◆ Task requirements
Among the entries below, find the lines that hold the word "understand" and report them.

(Collected data)

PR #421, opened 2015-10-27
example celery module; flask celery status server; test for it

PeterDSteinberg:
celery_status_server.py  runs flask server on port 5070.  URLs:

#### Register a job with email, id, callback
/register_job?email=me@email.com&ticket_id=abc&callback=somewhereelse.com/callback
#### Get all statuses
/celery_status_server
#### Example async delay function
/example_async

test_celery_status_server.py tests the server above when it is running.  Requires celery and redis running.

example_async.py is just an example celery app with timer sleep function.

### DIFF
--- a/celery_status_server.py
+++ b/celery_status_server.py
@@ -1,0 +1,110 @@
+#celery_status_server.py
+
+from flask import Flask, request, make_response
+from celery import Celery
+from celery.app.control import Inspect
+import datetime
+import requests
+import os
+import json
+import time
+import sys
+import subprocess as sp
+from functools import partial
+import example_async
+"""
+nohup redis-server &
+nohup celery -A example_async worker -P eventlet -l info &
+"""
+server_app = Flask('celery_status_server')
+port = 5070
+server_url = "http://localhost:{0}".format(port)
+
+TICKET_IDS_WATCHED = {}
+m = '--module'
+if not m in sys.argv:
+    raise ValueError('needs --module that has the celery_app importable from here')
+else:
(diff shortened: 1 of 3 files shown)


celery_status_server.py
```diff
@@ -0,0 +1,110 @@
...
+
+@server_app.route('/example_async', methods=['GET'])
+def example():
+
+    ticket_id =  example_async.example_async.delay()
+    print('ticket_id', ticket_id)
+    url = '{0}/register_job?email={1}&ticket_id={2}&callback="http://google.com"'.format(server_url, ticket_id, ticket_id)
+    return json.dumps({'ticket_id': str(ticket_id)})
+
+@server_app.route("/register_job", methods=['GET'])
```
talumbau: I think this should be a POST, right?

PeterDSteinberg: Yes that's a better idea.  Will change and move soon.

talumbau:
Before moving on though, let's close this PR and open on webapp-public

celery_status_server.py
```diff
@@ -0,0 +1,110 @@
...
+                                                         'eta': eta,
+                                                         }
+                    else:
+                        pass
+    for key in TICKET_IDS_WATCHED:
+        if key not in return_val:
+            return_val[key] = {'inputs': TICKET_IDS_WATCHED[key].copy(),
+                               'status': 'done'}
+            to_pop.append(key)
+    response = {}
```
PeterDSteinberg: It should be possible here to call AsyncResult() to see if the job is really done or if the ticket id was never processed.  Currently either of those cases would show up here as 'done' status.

---

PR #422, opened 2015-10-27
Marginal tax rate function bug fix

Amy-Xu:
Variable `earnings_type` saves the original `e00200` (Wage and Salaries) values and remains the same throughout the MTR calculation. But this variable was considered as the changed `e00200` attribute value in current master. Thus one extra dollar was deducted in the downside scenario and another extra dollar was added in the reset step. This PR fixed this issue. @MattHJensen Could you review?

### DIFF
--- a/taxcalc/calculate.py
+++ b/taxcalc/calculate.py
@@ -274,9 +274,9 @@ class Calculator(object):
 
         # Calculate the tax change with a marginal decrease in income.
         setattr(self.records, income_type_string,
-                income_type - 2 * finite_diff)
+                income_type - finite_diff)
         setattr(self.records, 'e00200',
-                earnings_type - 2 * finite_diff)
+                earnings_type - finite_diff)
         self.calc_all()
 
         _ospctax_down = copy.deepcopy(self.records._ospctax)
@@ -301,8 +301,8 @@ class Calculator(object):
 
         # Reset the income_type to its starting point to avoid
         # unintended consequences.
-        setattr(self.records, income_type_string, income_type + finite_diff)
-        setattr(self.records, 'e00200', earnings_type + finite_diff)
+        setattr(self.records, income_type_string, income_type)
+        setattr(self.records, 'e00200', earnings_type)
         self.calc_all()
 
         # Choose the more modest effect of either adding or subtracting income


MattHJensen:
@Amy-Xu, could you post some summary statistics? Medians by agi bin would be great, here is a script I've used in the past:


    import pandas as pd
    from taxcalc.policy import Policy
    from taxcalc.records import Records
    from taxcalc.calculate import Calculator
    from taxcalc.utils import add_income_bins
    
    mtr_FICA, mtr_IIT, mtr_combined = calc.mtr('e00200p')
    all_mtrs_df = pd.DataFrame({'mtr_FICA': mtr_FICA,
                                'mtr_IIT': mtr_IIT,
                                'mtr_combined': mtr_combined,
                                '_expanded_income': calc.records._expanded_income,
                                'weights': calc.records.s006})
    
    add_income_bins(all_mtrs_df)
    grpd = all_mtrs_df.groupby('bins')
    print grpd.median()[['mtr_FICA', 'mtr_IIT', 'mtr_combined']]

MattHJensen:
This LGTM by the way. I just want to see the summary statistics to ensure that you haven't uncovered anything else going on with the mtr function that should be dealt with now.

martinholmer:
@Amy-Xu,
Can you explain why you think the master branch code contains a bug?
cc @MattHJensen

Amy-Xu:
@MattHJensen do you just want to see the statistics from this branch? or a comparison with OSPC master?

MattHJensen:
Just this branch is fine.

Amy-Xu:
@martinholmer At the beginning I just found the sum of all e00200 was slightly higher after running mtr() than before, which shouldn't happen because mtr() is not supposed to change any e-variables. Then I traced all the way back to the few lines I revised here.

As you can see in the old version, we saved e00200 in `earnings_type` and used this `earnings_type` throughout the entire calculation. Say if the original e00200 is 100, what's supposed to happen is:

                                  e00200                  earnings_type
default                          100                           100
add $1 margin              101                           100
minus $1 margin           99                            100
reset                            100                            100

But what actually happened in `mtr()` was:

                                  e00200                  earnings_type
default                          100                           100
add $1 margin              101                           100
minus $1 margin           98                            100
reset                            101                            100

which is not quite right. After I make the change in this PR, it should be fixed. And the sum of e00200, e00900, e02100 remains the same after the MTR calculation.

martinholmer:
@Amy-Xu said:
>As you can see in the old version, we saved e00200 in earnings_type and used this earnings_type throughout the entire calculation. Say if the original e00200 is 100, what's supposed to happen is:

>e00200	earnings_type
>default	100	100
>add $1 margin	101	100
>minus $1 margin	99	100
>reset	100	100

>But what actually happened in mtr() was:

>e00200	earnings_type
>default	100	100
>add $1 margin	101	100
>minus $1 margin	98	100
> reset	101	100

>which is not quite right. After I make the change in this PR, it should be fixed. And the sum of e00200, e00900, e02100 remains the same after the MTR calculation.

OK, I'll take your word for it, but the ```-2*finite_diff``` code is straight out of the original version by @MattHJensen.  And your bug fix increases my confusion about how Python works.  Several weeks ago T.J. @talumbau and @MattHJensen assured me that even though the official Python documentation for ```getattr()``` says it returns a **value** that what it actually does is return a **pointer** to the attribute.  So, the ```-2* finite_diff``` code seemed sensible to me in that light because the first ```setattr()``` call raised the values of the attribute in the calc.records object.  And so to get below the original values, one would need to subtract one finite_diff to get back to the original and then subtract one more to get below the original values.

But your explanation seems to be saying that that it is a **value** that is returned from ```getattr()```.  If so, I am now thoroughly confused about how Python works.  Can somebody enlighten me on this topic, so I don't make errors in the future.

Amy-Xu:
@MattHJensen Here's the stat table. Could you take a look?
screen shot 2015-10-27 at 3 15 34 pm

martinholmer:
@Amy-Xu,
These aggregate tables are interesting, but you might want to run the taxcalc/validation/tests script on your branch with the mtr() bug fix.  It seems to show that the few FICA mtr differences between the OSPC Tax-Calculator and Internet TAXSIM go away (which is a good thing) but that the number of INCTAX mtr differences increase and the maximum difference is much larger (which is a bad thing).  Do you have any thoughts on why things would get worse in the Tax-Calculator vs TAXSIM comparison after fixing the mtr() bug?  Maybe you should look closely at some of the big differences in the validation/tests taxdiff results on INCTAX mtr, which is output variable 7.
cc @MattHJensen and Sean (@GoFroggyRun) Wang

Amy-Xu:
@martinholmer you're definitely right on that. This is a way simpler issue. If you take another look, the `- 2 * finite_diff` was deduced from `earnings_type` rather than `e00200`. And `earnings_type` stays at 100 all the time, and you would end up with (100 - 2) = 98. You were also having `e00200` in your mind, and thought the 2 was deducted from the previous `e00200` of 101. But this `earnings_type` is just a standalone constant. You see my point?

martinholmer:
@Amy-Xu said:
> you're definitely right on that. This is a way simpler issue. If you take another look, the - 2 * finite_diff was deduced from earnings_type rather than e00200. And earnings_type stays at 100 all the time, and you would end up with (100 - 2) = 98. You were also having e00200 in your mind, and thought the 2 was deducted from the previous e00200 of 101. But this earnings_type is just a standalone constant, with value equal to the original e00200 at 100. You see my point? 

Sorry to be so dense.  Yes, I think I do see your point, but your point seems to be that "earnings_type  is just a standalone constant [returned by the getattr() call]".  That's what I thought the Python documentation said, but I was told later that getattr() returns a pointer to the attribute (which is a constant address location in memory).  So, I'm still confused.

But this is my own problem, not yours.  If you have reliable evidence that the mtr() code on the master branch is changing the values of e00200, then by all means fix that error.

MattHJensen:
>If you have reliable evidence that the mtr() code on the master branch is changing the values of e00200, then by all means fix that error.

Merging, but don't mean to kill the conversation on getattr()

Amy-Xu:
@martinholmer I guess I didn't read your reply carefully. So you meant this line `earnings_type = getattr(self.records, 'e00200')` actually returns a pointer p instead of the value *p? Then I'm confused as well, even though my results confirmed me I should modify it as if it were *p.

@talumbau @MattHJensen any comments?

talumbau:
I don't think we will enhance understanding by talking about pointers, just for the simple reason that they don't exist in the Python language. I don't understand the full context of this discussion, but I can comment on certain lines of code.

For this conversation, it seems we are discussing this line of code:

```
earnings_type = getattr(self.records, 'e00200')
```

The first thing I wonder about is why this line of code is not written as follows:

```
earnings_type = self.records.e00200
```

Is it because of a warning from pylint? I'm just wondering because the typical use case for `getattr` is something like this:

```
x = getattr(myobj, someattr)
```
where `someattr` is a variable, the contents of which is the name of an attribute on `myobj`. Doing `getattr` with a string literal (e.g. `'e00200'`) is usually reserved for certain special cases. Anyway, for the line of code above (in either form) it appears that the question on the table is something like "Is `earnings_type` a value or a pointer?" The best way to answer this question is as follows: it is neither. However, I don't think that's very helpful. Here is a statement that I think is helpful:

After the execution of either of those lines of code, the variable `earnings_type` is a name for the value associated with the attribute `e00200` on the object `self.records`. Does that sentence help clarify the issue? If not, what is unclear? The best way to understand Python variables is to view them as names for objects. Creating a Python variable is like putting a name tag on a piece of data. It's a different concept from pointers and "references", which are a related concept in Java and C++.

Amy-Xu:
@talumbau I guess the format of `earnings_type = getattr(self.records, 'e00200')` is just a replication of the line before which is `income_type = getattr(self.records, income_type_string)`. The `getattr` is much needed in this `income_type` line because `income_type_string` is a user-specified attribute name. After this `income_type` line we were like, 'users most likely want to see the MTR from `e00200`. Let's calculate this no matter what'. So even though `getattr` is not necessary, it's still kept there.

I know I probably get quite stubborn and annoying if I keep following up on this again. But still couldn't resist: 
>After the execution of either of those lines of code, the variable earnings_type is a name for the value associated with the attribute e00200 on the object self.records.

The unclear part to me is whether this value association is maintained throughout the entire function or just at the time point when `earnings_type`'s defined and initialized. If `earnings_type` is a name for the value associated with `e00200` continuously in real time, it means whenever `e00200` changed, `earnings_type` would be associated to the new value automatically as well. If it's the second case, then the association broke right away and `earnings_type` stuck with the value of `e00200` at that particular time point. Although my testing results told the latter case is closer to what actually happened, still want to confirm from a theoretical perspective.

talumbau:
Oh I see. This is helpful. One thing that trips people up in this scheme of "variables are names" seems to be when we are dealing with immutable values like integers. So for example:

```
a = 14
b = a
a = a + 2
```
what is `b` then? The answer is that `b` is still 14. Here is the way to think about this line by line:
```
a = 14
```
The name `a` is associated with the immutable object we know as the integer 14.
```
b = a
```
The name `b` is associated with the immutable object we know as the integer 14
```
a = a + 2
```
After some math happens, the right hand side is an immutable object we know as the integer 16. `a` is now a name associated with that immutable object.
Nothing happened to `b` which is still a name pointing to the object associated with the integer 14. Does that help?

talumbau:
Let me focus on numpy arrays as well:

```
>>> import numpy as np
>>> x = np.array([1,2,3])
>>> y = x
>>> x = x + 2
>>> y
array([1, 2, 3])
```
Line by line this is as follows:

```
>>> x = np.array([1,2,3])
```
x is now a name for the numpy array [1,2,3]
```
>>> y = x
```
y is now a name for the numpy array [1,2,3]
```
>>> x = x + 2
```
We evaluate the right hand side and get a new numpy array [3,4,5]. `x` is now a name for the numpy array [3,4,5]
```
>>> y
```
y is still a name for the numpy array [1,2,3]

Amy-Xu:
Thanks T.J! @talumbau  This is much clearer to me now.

◆ Solution for this problem
I don't think we will enhance understanding by talking about pointers, just for the simple reason that they don't exist in the Python language. I don't understand the full context of this discussion, but I can comment on certain lines of code.
After the execution of either of those lines of code, the variable `earnings_type` is a name for the value associated with the attribute `e00200` on the object `self.records`. Does that sentence help clarify the issue? If not, what is unclear? The best way to understand Python variables is to view them as names for objects. Creating a Python variable is like putting a name tag on a piece of data. It's a different concept from pointers and "references", which are a related concept in Java and C++.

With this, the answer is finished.